ABOUT THIS TASK:
Copy every record below exactly as it stands.
[Opening RECORDS section]
PR #5023, opened 2026-09-14
fix(snapshot): add file_paths scope so deleted experience files stay absent

### LINKED ISSUE #4966: [Bug]: Non-ROOT snapshot commits recreate deleted experience files as empty directories
### Issue Origin

### Bug Description
Committing a snapshot containing an already-deleted file URI as a non-ROOT user recreates that URI as an empty directory. This is observable in Studio as experience memories named `*.md` appearing as empty folders; reading such a URI fails because it is now a directory. The underlying filesystem confirms the directory exists, so this is not a frontend classification issue.

The same create → snapshot → delete → snapshot sequence with `Role.ROOT` leaves the path absent as expected. With `Role.USER`, the second snapshot recreates an empty directory.

Run from an OpenViking checkout with its dependencies and Rust binding installed. All writes are isolated in temporary directories.

```python
import asyncio
import tempfile
from pathlib import Path
from openviking.pyagfs import get_binding_client
from openviking.storage.viking_fs import VikingFS

async def main():
    Client, _ = get_binding_client()
    for role in [Role.ROOT, Role.USER]:
        with tempfile.TemporaryDirectory() as tmp:
            root = Path(tmp)
            fs = root / "fs"
            fs.mkdir()
            config = root / "ragfs.toml"
            config.write_text(
                '[git]\nenabled=true\nbackend="local"\n'
                f'[git.local]\nbase_dir="{root / "git"}"\n'
            )
            client = Client(git_config_path=str(config))
            client.mount("localfs", "/local", {"local_dir": str(fs)})
            vfs = VikingFS(agfs=client)
            ctx = RequestContext(user=UserIdentifier("test", "alice"), role=role)
            uri = "viking://user/alice/memories/experiences/example.md"
            path = fs / "test/user/alice/memories/experiences/example.md"
            await vfs.write_file(uri, "original experience", ctx=ctx)
            await vfs.commit(message="create", paths=[uri], ctx=ctx)
            await vfs.rm(uri, ctx=ctx)
            print(role, "after delete:", path.exists())
            await vfs.commit(message="record deletion", paths=[uri], ctx=ctx)
            print(role, "after commit:", path.exists(), path.is_dir(),
                  list(path.iterdir()) if path.is_dir() else None)

asyncio.run(main())
```

### Expected Behavior
Recording a deletion in a snapshot leaves the deleted file absent. Snapshot locking must not recreate the deleted content path.

### Actual Behavior
Actual output from the full `VikingFS.commit()` reproduction:

```text
root after delete: False
root after commit: False False None
user after delete: False
user after commit: True True []
```

### Code Analysis
The relevant implementation remains present at main `46129f143a21d6902791246d2cb1a62bb43d4858`:

1. [`_visible_experience_snapshot_uris`](https://github.com/volcengine/OpenViking/blob/46129f143a21d6902791246d2cb1a62bb43d4858/openviking/session/compressor_v3.py#L1919) intentionally includes successfully deleted experience URIs so the deletion can be recorded; `_commit_experience_snapshot` passes them to `VikingFS.commit`.
2. [`commit`](https://github.com/volcengine/OpenViking/blob/46129f143a21d6902791246d2cb1a62bb43d4858/openviking/storage/viking_fs/_snapshot.py#L266) bypasses this locking for ROOT, but non-ROOT requests acquire tree locks on the explicit snapshot paths.
3. [`resolve_tree_lock_path`](https://github.com/volcengine/OpenViking/blob/46129f143a21d6902791246d2cb1a62bb43d4858/crates/ragfs/src/lock/resolver.rs#L76) uses a parent-sidecar lock for an existing file, but resolves a missing path to `{path}/.path.ovlock`.
4. [`ensure_lock_dir`](https://github.com/volcengine/OpenViking/blob/46129f143a21d6902791246d2cb1a62bb43d4858/crates/ragfs/src/lock/manager.rs#L1271) creates that missing parent directory. Releasing the lease removes the lock token and leaves the empty `example.md/` directory behind.

Tree-lock directory creation may be intentional for other operations; the bug is its use for already-deleted snapshot file targets. A fix should preserve deletion snapshots and ACL/concurrency coverage without materializing the deleted path. Simply dropping deleted URIs from snapshot inputs would lose deletion history.

### Scope / Validation Limits
- Reproduced through the real Python VikingFS and installed Rust binding, with USER versus ROOT controls, on Linux / Python 3.12.13.
- Runtime checkout: `0f77ab5625a5e2ead4f286d4e58ea77e05fcfdee`; relevant code also inspected on the main SHA above. Latest main was source-reviewed, not rebuilt for this reproduction.
- This proves empty-directory recreation after deletion; it does not establish whether any particular deleted experience was correctly merged into a replacement, or that all prior content is unrecoverable.
- No production data was modified during reproduction.

ZaynJarvis:
Fixes #4966 without touching the PathLock protocol or the Rust git layer.

## Problem

| Step | Baseline behaviour |
|---|---|
| experience update | keeps deleted experience URIs for history |
| `_commit_experience_snapshot` | calls `VikingFS.commit(paths=[...])` |
| non-ROOT `commit(paths=...)` | Tree lock on every target, file or directory |
| Tree resolver, missing target | picks `{target}/.path.ovlock`; `ensure_lock_dir` creates `example.md/` |
| Rust `git_commit` | stats `example.md/` as an empty directory → **noop**, the deletion is never recorded |

Reproduced (USER role, `.md` and extensionless): `paths` → `result=noop`, `example.md/` exists as a directory. `file_paths` → `result=created`, path absent.

## Change

| Layer | Change |
|---|---|
| `VikingFS.commit` / `POST /snapshot/commit` | new optional `file_paths`; `paths` unchanged |
| Locking | `paths` → Tree, `file_paths` → Exact, one `pathlock_acquire_batch`; a file under a listed directory is not locked twice |
| git layer | receives the union of both lists as `paths`; no Rust change, no binding rebuild needed |
| ACL | unchanged: the union goes through the same WRITE scope check |
| Experience snapshot | passes `file_paths`; experience memories are always files, deleted URIs are kept |
| Docs | `file_paths` row in zh/en snapshot API docs |

A directory listed in `file_paths` is committed as a directory under an Exact lock on that name only; its children are not locked. That is the caller's declaration, not a guarded error.

Not changed: the missing-target Tree resolver still creates a directory (#5001 covers that).

## Compatibility

- `paths` semantics untouched; old clients unaffected.
- Old servers reject `file_paths` with 422 (`extra="forbid"`), so a new client never silently falls back to a Tree lock.

## Verification

| Suite | Result |
|---|---|
| `tests/storage/test_snapshot_deleted_file_binding.py` (ROOT+USER × `.md`/extensionless), `tests/agfs/test_viking_fs_git.py` | 41 passed, both with the vendored Aug-18 binding and one built from current main |
| `tests/server/test_api_snapshot.py::test_commit_forwards_file_paths_separately` | passed; the live-embedding fixtures in that file fail locally on SSL (environment) |
| `tests/session/test_compressor_v3.py` experience snapshot tests | 3 passed; other failures in that file pre-exist on main |


ZaynJarvis:
#5070 is better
[Closing RECORDS section]
REPLY:
PR #5023, opened 2026-09-14
fix(snapshot): add file_paths scope so deleted experience files stay absent

### LINKED ISSUE #4966: [Bug]: Non-ROOT snapshot commits recreate deleted experience files as empty directories
### Issue Origin

### Bug Description
Committing a snapshot containing an already-deleted file URI as a non-ROOT user recreates that URI as an empty directory. This is observable in Studio as experience memories named `*.md` appearing as empty folders; reading such a URI fails because it is now a directory. The underlying filesystem confirms the directory exists, so this is not a frontend classification issue.

The same create → snapshot → delete → snapshot sequence with `Role.ROOT` leaves the path absent as expected. With `Role.USER`, the second snapshot recreates an empty directory.

Run from an OpenViking checkout with its dependencies and Rust binding installed. All writes are isolated in temporary directories.

```python
import asyncio
import tempfile
from pathlib import Path
from openviking.pyagfs import get_binding_client
from openviking.storage.viking_fs import VikingFS

async def main():
    Client, _ = get_binding_client()
    for role in [Role.ROOT, Role.USER]:
        with tempfile.TemporaryDirectory() as tmp:
            root = Path(tmp)
            fs = root / "fs"
            fs.mkdir()
            config = root / "ragfs.toml"
            config.write_text(
                '[git]\nenabled=true\nbackend="local"\n'
                f'[git.local]\nbase_dir="{root / "git"}"\n'
            )
            client = Client(git_config_path=str(config))
            client.mount("localfs", "/local", {"local_dir": str(fs)})
            vfs = VikingFS(agfs=client)
            ctx = RequestContext(user=UserIdentifier("test", "alice"), role=role)
            uri = "viking://user/alice/memories/experiences/example.md"
            path = fs / "test/user/alice/memories/experiences/example.md"
            await vfs.write_file(uri, "original experience", ctx=ctx)
            await vfs.commit(message="create", paths=[uri], ctx=ctx)
            await vfs.rm(uri, ctx=ctx)
            print(role, "after delete:", path.exists())
            await vfs.commit(message="record deletion", paths=[uri], ctx=ctx)
            print(role, "after commit:", path.exists(), path.is_dir(),
                  list(path.iterdir()) if path.is_dir() else None)

asyncio.run(main())
```

### Expected Behavior
Recording a deletion in a snapshot leaves the deleted file absent. Snapshot locking must not recreate the deleted content path.

### Actual Behavior
Actual output from the full `VikingFS.commit()` reproduction:

```text
root after delete: False
root after commit: False False None
user after delete: False
user after commit: True True []
```

### Code Analysis
The relevant implementation remains present at main `46129f143a21d6902791246d2cb1a62bb43d4858`:

1. [`_visible_experience_snapshot_uris`](https://github.com/volcengine/OpenViking/blob/46129f143a21d6902791246d2cb1a62bb43d4858/openviking/session/compressor_v3.py#L1919) intentionally includes successfully deleted experience URIs so the deletion can be recorded; `_commit_experience_snapshot` passes them to `VikingFS.commit`.
2. [`commit`](https://github.com/volcengine/OpenViking/blob/46129f143a21d6902791246d2cb1a62bb43d4858/openviking/storage/viking_fs/_snapshot.py#L266) bypasses this locking for ROOT, but non-ROOT requests acquire tree locks on the explicit snapshot paths.
3. [`resolve_tree_lock_path`](https://github.com/volcengine/OpenViking/blob/46129f143a21d6902791246d2cb1a62bb43d4858/crates/ragfs/src/lock/resolver.rs#L76) uses a parent-sidecar lock for an existing file, but resolves a missing path to `{path}/.path.ovlock`.
4. [`ensure_lock_dir`](https://github.com/volcengine/OpenViking/blob/46129f143a21d6902791246d2cb1a62bb43d4858/crates/ragfs/src/lock/manager.rs#L1271) creates that missing parent directory. Releasing the lease removes the lock token and leaves the empty `example.md/` directory behind.

Tree-lock directory creation may be intentional for other operations; the bug is its use for already-deleted snapshot file targets. A fix should preserve deletion snapshots and ACL/concurrency coverage without materializing the deleted path. Simply dropping deleted URIs from snapshot inputs would lose deletion history.

### Scope / Validation Limits
- Reproduced through the real Python VikingFS and installed Rust binding, with USER versus ROOT controls, on Linux / Python 3.12.13.
- Runtime checkout: `0f77ab5625a5e2ead4f286d4e58ea77e05fcfdee`; relevant code also inspected on the main SHA above. Latest main was source-reviewed, not rebuilt for this reproduction.
- This proves empty-directory recreation after deletion; it does not establish whether any particular deleted experience was correctly merged into a replacement, or that all prior content is unrecoverable.
- No production data was modified during reproduction.

ZaynJarvis:
Fixes #4966 without touching the PathLock protocol or the Rust git layer.

## Problem

| Step | Baseline behaviour |
|---|---|
| experience update | keeps deleted experience URIs for history |
| `_commit_experience_snapshot` | calls `VikingFS.commit(paths=[...])` |
| non-ROOT `commit(paths=...)` | Tree lock on every target, file or directory |
| Tree resolver, missing target | picks `{target}/.path.ovlock`; `ensure_lock_dir` creates `example.md/` |
| Rust `git_commit` | stats `example.md/` as an empty directory → **noop**, the deletion is never recorded |

Reproduced (USER role, `.md` and extensionless): `paths` → `result=noop`, `example.md/` exists as a directory. `file_paths` → `result=created`, path absent.

## Change

| Layer | Change |
|---|---|
| `VikingFS.commit` / `POST /snapshot/commit` | new optional `file_paths`; `paths` unchanged |
| Locking | `paths` → Tree, `file_paths` → Exact, one `pathlock_acquire_batch`; a file under a listed directory is not locked twice |
| git layer | receives the union of both lists as `paths`; no Rust change, no binding rebuild needed |
| ACL | unchanged: the union goes through the same WRITE scope check |
| Experience snapshot | passes `file_paths`; experience memories are always files, deleted URIs are kept |
| Docs | `file_paths` row in zh/en snapshot API docs |

A directory listed in `file_paths` is committed as a directory under an Exact lock on that name only; its children are not locked. That is the caller's declaration, not a guarded error.

Not changed: the missing-target Tree resolver still creates a directory (#5001 covers that).

## Compatibility

- `paths` semantics untouched; old clients unaffected.
- Old servers reject `file_paths` with 422 (`extra="forbid"`), so a new client never silently falls back to a Tree lock.

## Verification

| Suite | Result |
|---|---|
| `tests/storage/test_snapshot_deleted_file_binding.py` (ROOT+USER × `.md`/extensionless), `tests/agfs/test_viking_fs_git.py` | 41 passed, both with the vendored Aug-18 binding and one built from current main |
| `tests/server/test_api_snapshot.py::test_commit_forwards_file_paths_separately` | passed; the live-embedding fixtures in that file fail locally on SSL (environment) |
| `tests/session/test_compressor_v3.py` experience snapshot tests | 3 passed; other failures in that file pre-exist on main |


ZaynJarvis:
#5070 is better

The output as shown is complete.